Derived: AdversarialRobustnessConfiguration<T>

Inherited Members: object.Equals(object)

object.Equals(object, object)

object.GetHashCode()

object.GetType()

object.MemberwiseClone()

object.ReferenceEquals(object, object)

object.ToString()

Remarks

This configuration controls all aspects of adversarial robustness and AI safety, replacing the previous SafetyFilterConfiguration with a unified approach that includes: - Safety filtering (input/output validation) - Adversarial attacks and defenses - Certified robustness - Content moderation - Red teaming

For Beginners: This is your complete safety and robustness configuration. You can enable/disable features, customize options, or provide your own implementations. All settings have sensible defaults based on industry best practices.

Properties

AutoGenerateModelCardSections

Gets or sets whether to auto-generate robustness sections in the model card.

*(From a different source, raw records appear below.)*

PR #709, opened 2026-07-08
fix(fuse): tolerate out-of-order readahead completion in prefetcher OnRead

mornyx:
## Problem

Single-stream sequential reads of large files (>4MB) on a mounted Drive9 FUSE filesystem run at only ~3-6 MB/s when remote fetch latency is high (~170-300ms), even though the backend is not the bottleneck (4 parallel streams aggregate ~10.8 MB/s).

## Root cause

`Prefetcher.OnRead` detected sequential access with a strict `offset == nextExpect` match. The kernel issues several reads ahead of the consumer position under async readahead (`FUSE_CAP_ASYNC_READ`, the default), and those reads complete in arbitrary order. Any out-of-order completion failed the equality, was classified as a random read, and reset the prefetch window — clearing all cached/inflight blocks and collapsing the window back to the minimum.

The prefetch pipeline that should hide remote fetch latency was reset on every interleaving, so the read degraded to one synchronous backend fetch per chunk.

Debug log evidence (original code, 100ms latency):
```
prefetch hit  offset=262144  next_expect=131072        # out-of-order: 262144 completed before 131072
prefetch random reset  offset=262144 next_expect=131072 # RESET — clears prefetched blocks
prefetch hit  offset=131072
prefetch random reset  offset=131072 next_expect=393216 # RESET again
prefetch miss  offset=393216                            # prefetch work thrown away, re-fetch from remote
```

## Fix

Treat a read as sequential when its offset stays within `[nextExpect-window, nextExpect+window]` — the region the prefetcher is tracking. Only a read that jumps outside that band (a genuine random seek, forward or backward) resets. Within the band:
- a read advancing `end` past `nextExpect` grows the window and triggers the next prefetch;
- a read landing on or behind the frontier (out-of-order completion, readahead re-read) is a no-op for window/frontier but still triggers prefetch if pending.

This preserves the existing random-read reset semantics (`TestPrefetcher_RandomReadResetsWindow` unchanged) while no longer punishing kernel readahead concurrency.

## Measurements

Remote tenant (api.drive9.ai), 32MB file, single-stream `dd bs=1M`, 200ms fetch latency injected via a `fetchRange` env hook to reproduce the production fetch-latency regime:

| version | throughput | random resets | prefetch hits |
|---|---|---|---|
| original | 5.1 MB/s | 25 | 226 |
| fixed | **14.0 MB/s** | **0** | 255 |

Low-latency environment (no injection) is unaffected: 34 → 38 MB/s, and no existing prefetch tests regressed.

## Tests

New `pkg/fuse/prefetch_test.go` (white-box, same package):
- `TestOnReadStrictOrderPreservesWindow` — in-order reads keep growing the window.
- `TestOnReadOutOfOrderDoesNotReset` — concurrent readahead completing out of order no longer resets.
- `TestOnReadGenuineBackwardJumpResets` — a seek far outside the tracked window still resets.
- `TestOnReadReReadSameRangeDoesNotInflateWindow` — re-reading a consumed range does not inflate the window.

### DIFF
--- a/pkg/fuse/prefetch.go
+++ b/pkg/fuse/prefetch.go
@@ -222,23 +222,42 @@ func (p *Prefetcher) OnRead(offset int64, size int) {
 		p.readSize = size
 	}
 
-	if offset == p.nextExpect {
-		// Sequential read detected — grow window
-		p.window *= 2
-		if p.window < int64(size) {
-			p.window = int64(size)
-		}
-		if p.window > prefetchMaxWindow {
-			p.window = prefetchMaxWindow
-		}
+	end := offset + int64(size)
 
-		// Trigger prefetch for next region if not already cached or inflight.
-		prefetchStart := offset + int64(size)
+	// A read is sequential if its offset stays within the region the
+	// prefetcher is tracking: no further than window bytes behind the
+	// consumed frontier (nextExpect) and no further than window bytes ahead of
+	// it. The kernel issues several reads ahead of the consumer position and
+	// they may complete in any order, so a strict offset==nextExpect match
+	// misclassified those out-of-order completions as random and reset the
+	// prefetch window on every interleaving, collapsing prefetch to
+	// single-stream fetch latency. A read that jumps outside the tracked
+	// region — forward beyond nextExpect+window or backward beyond
+	// nextExpect-window — is a genuine random seek and resets.
+	withinWindow := offset >= p.nextExpect-p.window && offset <= p.nextExpect+p.window
+	if withinWindow {
+		if end > p.nextExpect {
+			// Forward read advancing the frontier — grow the window and prefetch.
+			p.window *= 2
+			if p.window < int64(size) {
+				p.window = int64(size)
+			}
+			if p.window > prefetchMaxWindow {
+				p.window = prefetchMaxWindow
+			}
+			p.nextExpect = end
+		}
+		// Trigger prefetch for the next region beyond the frontier if not
+		// already cached or inflight. This also covers end==nextExpect (a read
+		// landing exactly at the frontier, e.g. the first read or a readahead
+		// re-read) and out-of-order completions behind the frontier that are
+		// within the window — neither advances the frontier, neither resets.
+		prefetchStart := p.nextExpect
 		if prefetchStart < p.fileSize && !p.inflight[prefetchStart] && p.cache[prefetchStart] == nil {
 			p.startPrefetch(prefetchStart, p.window)
 		}
 	} else {
-		// Random read — reset
+		// Random read outside the tracked region — reset.
 		if p.nextExpect != 0 || len(p.cache) > 0 || len(p.inflight) > 0 {
 			p.debugf("random reset path=%s offset=%d size=%d next_expect=%d cache=%d inflight=%d", p.pathString(), offset, size, p.nextExpect, len(p.cache), len(p.inflight))
 		}
@@ -250,9 +269,8 @@ func (p *Prefetcher) OnRead(offset int64, size int) {
 		for k := range p.inflight {
 			delete(p.inflight, k)
 		}
+		p.nextExpect = end
 	}
-
-	p.nextExpect = offset + int64(size)
 }
 
 // Close cancels all inflight prefetch goroutines and clears the cache.
--- a/pkg/fuse/prefetch_test.go
+++ b/pkg/fuse/prefetch_test.go
@@ -1,0 +1,135 @@
+package fuse
+
+import (
+	"testing"
+)
+
+// newTestPrefetcher builds a Prefetcher without a backing client so OnRead's
+// state machine can be exercised in isolation. startPrefetch is a no-op when
+// the client is nil, so only OnRead/Get bookkeeping is observed.
+func newTestPrefetcher(path string, fileSize int64) *Prefetcher {
+	return NewPrefetcher(nil, path, fileSize)
+}
+
+// TestOnReadStrictOrderPreservesWindow covers the original fast path: reads
+// arriving in exact offset order keep growing the window and advancing
+// nextExpect. This guards against the fix regressing the common case.
+func TestOnReadStrictOrderPreservesWindow(t *testing.T) {
+	t.Helper()
+	const chunk = 128 * 1024
+	p := newTestPrefetcher("/f", 32*1024*1024)
+	p.window = prefetchMinWindow
+
+	for off := int64(0); off < 4*chunk; off += chunk {
+		p.OnRead(off, chunk)
+	}
+
+	if p.nextExpect != 4*chunk {
+		t.Fatalf("nextExpect = %d, want %d", p.nextExpect, 4*chunk)
+	}
+	if p.window <= prefetchMinWindow {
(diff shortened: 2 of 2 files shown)


srstack:
## Review

The PR fixes a real single-stream throughput regression: `Prefetcher.OnRead` used a strict `offset == nextExpect` sequential check, so the kernel's async readahead (`FUSE_CAP_ASYNC_READ`) issuing reads that complete out of order was misclassified as random and reset the prefetch window on every interleaving — collapsing the pipeline to one synchronous fetch per chunk. The fix treats a read as sequential when its offset falls in `[nextExpect-window, nextExpect+window]`, only resetting on a genuine seek outside that band. Measurements (5.1 → 14.0 MB/s at 200ms latency, low-latency unaffected) and the new white-box tests are convincing.

Verified: `OnRead` holds `p.mu` for the whole body, so out-of-order completions are serialized (the premise of the fix). The frontier (`nextExpect`) only advances when `end > nextExpect`; out-of-order/behind-frontier reads within the band no-op the frontier/window but still trigger prefetch at the frontier; the random-reset path and `TestPrefetcher_RandomReadResetsWindow` semantics are preserved. Window growth stays capped at `prefetchMaxWindow`. The negative lower bound (`nextExpect-window` < 0 early on) is harmless.

### Finding (PLAUSIBLE, non-blocking)

**`pkg/fuse/prefetch.go:237,255` — a backward seek that lands within `window` bytes of the frontier creates a prefetch dead zone, because the frontier is monotonic and prefetch is pinned to it.**
`prefetchStart` is always `p.nextExpect`, and `nextExpect` never retreats. Once the window has grown large (up to 16MB), a genuine backward seek of <16MB is classified `withinWindow` → no reset, no re-aim. Subsequent sequential reads from the new (lower) position all have `end < nextExpect`, so they neither advance the frontier nor re-point prefetch — the consumer reads sequentially with zero prefetch benefit until it climbs back to the old frontier. The old strict code reset on any backward seek and re-aimed prefetch at the new position, so this is a bounded (<window) regression for the "seek back a bit, then read sequentially" pattern (e.g. re-reading a section, some parsers/media scrubbing). Forward sequential — the dominant case — is strongly improved, so this is a net win; worth a comment noting the tradeoff, or (if you want to close it) re-aiming `prefetchStart` toward `offset` when a within-band read lands well behind the frontier.

### Verdict
Clear net improvement, correct locking, good tests. The backward-seek dead zone is a minor bounded edge case, not a blocker.

LGTM.

srstack (approved):
LGTM. Window-band sequential detection correctly fixes the out-of-order readahead reset regression; OnRead holds p.mu throughout so concurrent completions are serialized, the frontier stays monotonic, and random-reset semantics are preserved. One non-blocking note: a backward seek within the (up-to-16MB) window creates a bounded prefetch dead zone since prefetch is pinned to the monotonic frontier — net positive given the strong forward-sequential win (5→14 MB/s).

qiffang:
**adversary-2 review — Strong LGTM, ship it.**

This PR fixes the exact regression the team identified 3 hours ago in a customer mount performance analysis: single-stream sequential read stuck at 3.5 MB/s at RTT 170-300ms. Author's measurement (5.1 → 14 MB/s at 200ms injected latency) directly aligns with the customer's environment.

## Root cause verified

Original `if offset == p.nextExpect` sequential detection is too strict. Kernel `FUSE_CAP_ASYNC_READ` (default enabled) issues multiple concurrent 1MB reads that complete in arbitrary order. Any out-of-order arrival → strict `==` failure → `else` branch RESET → cache + inflight cleared → next expected block synchronously re-fetched → single-stream throughput collapses to `1MB / RTT = 3-6 MB/s`.

Debug log evidence in the PR body precisely matches customer numbers.

## Fix logic — payload-value trace

New logic: `withinWindow = offset >= nextExpect - window && offset <= nextExpect + window`

| Case | Behavior | Correctness |
|---|---|---|
| `offset < nextExpect - window` (far-behind seek) | outside → RESET | ✅ genuine random |
| `offset > nextExpect + window` (far-forward seek) | outside → RESET | ✅ genuine random |
| within band + `end > nextExpect` (frontier advance) | grow window + prefetch | ✅ normal sequential |
| within band + `end <= nextExpect` (out-of-order / re-read) | no grow, no reset, still trigger prefetch if pending | ✅ **the fix** |

## Test coverage

4 white-box tests cover the critical scenarios:
- `TestOnReadStrictOrderPreservesWindow` — happy path baseline
- `TestOnReadOutOfOrderDoesNotReset` — regression guard directly against the root cause
- `TestOnReadGenuineBackwardJumpResets` — genuine random seek still resets (semantic preservation)
- `TestOnReadReReadSameRangeDoesNotInflateWindow` — re-read doesn't inflate window (side-effect guard)

## Non-blocker nits

1. `TestOnReadGenuineBackwardJumpResets` actually tests a **forward** jump 50MB beyond frontier (see the test body: `p.OnRead(far, chunk)` where `far = 50*1024*1024`). The comment inline says "a backward jump is symmetric" — meaning the author intentionally tested forward but named it "backward". Suggest renaming to `TestOnReadGenuineFarJumpResets` or adding a symmetric backward-jump test.

2. Boundary case not covered: `offset == nextExpect - window` exactly (the band boundary). Defensive addition, not required.

3. Window monotonic-growth concern: with strict `==`, out-of-order reads previously reset window to `prefetchMinWindow`. New logic doesn't reset within the band, so window only grows (up to `prefetchMaxWindow = 16MB`). For a slow reader with fast startup, window can reach 16MB early and stay there → aggressive over-fetch. Not correctness bug, memory pressure concern — potential follow-up idle-decay if telemetry surfaces it.

4. Backward seek within window treated as sequential (false positive, benign — triggers one wasted prefetch, no correctness impact).

## Cross-check against customer

Customer environment ([Slock #drive9 msg 8d5cca00](internal reference)): single-stream 3.1-3.5 MB/s at RTT 170-300ms. Customer explicitly asked for "顺序访问检测与预读流水线" without knowing Prefetcher already existed. This PR closes the loop: author identified + fixed the exact out-of-order reset bug that was defeating the existing Prefetcher. Customer's 3.5 MB/s should become ~9-14 MB/s in production once shipped.

## Scope

- Touches only `pkg/fuse/prefetch.go` `OnRead` logic + new `prefetch_test.go`
- Does not touch backend, storage, cache indexing, retry
- 32 LOC added / 14 deleted in production; 135 LOC in tests
- Well-bounded, easy to revert if telemetry surfaces regressions

## Thread safety verified

`OnRead` holds `p.mu` throughout via `defer p.mu.Unlock()`. Comment at top of file documents self-synchronized + lock ordering `FileHandle.mu → Prefetcher.mu`. Consistent with fix.

## Separately: stale-size hypothesis

@dev-2 flagged in Slock review that his earlier "prefetcher never attaches because stat cached stale small size at open time" hypothesis is a **different scenario** than what this PR fixes:

- **This PR fixes**: prefetcher attached, then reset by out-of-order → matches customer's existing-32MB-file test
- **Stale-size race**: prefetcher never attaches — only triggers when file is freshly created inside sandbox via `dd`, open→stat sees size=0, close, reopen, prefetcher init skipped because size < `read-cache-max-file-mb`. Separate follow-up PR.

This PR does not fix the stale-size scenario, and does not need to. Independent bug, independent path.

**Ship it.**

public bool AutoGenerateModelCardSections { get; set; }

Property Value

bool

CustomAttacks

Gets or sets custom adversarial attack implementations.

public IAdversarialAttack<T, TInput, TOutput>[]? CustomAttacks { get; set; }

Property Value

IAdversarialAttack<T, TInput, TOutput>[]

Remarks

Additional attacks beyond the built-in FGSM, PGD, CW, and AutoAttack. These attacks can work with any input/output types supported by the model.

CustomCertifiedDefense

Gets or sets a custom certified defense implementation.

public ICertifiedDefense<T, TInput, TOutput>? CustomCertifiedDefense { get; set; }

Property Value

ICertifiedDefense<T, TInput, TOutput>

Remarks

Custom certified defense that provides provable robustness guarantees.

CustomContentClassifier

Gets or sets a custom content classifier implementation.

public IContentClassifier<T>? CustomContentClassifier { get; set; }

Property Value

IContentClassifier<T>

CustomDefense

Gets or sets a custom adversarial defense implementation.

public IAdversarialDefense<T, TInput, TOutput>? CustomDefense { get; set; }

Property Value

IAdversarialDefense<T, TInput, TOutput>

Remarks

Custom defense mechanism that works with the model's input/output types.

CustomSafetyFilter

Gets or sets a custom safety filter implementation.

public ISafetyFilter<T>? CustomSafetyFilter { get; set; }

Property Value

ISafetyFilter<T>

Remarks

When provided, this filter is used instead of the default implementation.

Enabled

Gets or sets whether adversarial robustness features are enabled.

public bool Enabled { get; set; }

Property Value

bool

Remarks

This is the master switch. When false, all robustness features are skipped.

EvaluationEpsilons

Gets or sets the epsilon values to test during robustness evaluation.

public double[] EvaluationEpsilons { get; set; }

Property Value

double[]

IncludeRobustnessInEvaluation

Gets or sets whether to include robustness evaluation in model evaluation.

public bool IncludeRobustnessInEvaluation { get; set; }

Property Value

bool

IncludeRobustnessMetrics

Gets or sets whether to include robustness metrics in prediction results.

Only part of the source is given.